With physical paper and a physical ruler we all know there are limitations to the precision and accuracy; we all know you only have are a bunch of dumb pixels (the model intelligence is gone).
The DWF files you have today are essentially electronic plots, generated from AutoCAD's (or another application's) plot engine. As such many of the same limitations apply to DWF as to paper. This is where the security comes in: since the DWF doesn't have the same precision and accuracy, and since the DWF geometry is tessellated (blocks and objects get exploded into their individual graphic strokes) it isn't easy to turn a DWF back into a DWG (just like it isn't easy to turn paper into a DWG). Even if you did the work to change the paper or DWF back into a DWG you'd be missing lots of model intelligence. Many customers feel that physical-paper is sufficiently secure and they want that same level of security with DWF.

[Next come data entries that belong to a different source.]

PR #8914, opened 2019-03-04
Carefully manage Keep-Alive connections in HttpStaticFileServer

kachayev:
Motivation:

Simple rules:

* close the connection when sending any error
* specify "Connection: close" header when closing the connection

So why are your measurements not 100% accurate/precise with DWF?
By default AutoCAD 2004 generates DWF files at 400 dots-per-inch on whatever virtual paper size you are plotting to. If you plot to 8.5x11 inch paper, that means in the horizontal dimension there are only about 4,000 dots or coordinates that the DWF lines can terminate at. This effectively limits the precision of any measurement. If your drawing represents a 300 foot long building, and if that floor plan (after you account for margins) is filling about 66% of the width of the page, that means there are only 4,000 * .66 = 2,640 dots at which the lines can end at. This means that our precision is the 300 feet / 2,640 dots = 0.1136 feet (or 1.36 inches). Wow! So if I use the default 400 DPI on small 8.5x11 paper I can only take measurements that are accurate to within about 1 inch! This is much less precision than AutoCAD (which can measure features smaller than an atom!). Also note that the DWF in this example is actually HIGHER precision than what you would be able to do with a ruler and physical paper.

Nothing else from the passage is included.